| LISTED RECORDS |
PR #443, opened 2020-10-01
Remove SLURM-related configure options

morrone:
Instead of having individual module build options, just build
slurm plugins if their dependecies are met.

The slurm_sampler plugin appears to have no external dependencies,
so it is build unconditionally.

The jobinfo_slurm and slurm_notifier slurm spank plugins are built
it slurm is detected.  They can be required by using "--with-slurm"
and turned off by using "--without-slurm".

### DIFF
--- a/configure.ac
+++ b/configure.ac
@@ -294,9 +294,6 @@ OPTION_DEFAULT_DISABLE([switchx], [ENABLE_SWITCHX])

| PROBLEM DESCRIPTION |
The data above needs retyping. Reproduce each line exactly.

| RESULT |
PR #443, opened 2020-10-01
Remove SLURM-related configure options

morrone:
Instead of having individual module build options, just build
slurm plugins if their dependecies are met.

The slurm_sampler plugin appears to have no external dependencies,
so it is build unconditionally.

The jobinfo_slurm and slurm_notifier slurm spank plugins are built
it slurm is detected.  They can be required by using "--with-slurm"
and turned off by using "--without-slurm".

### DIFF
--- a/configure.ac
+++ b/configure.ac
@@ -294,9 +294,6 @@ OPTION_DEFAULT_DISABLE([switchx], [ENABLE_SWITCHX])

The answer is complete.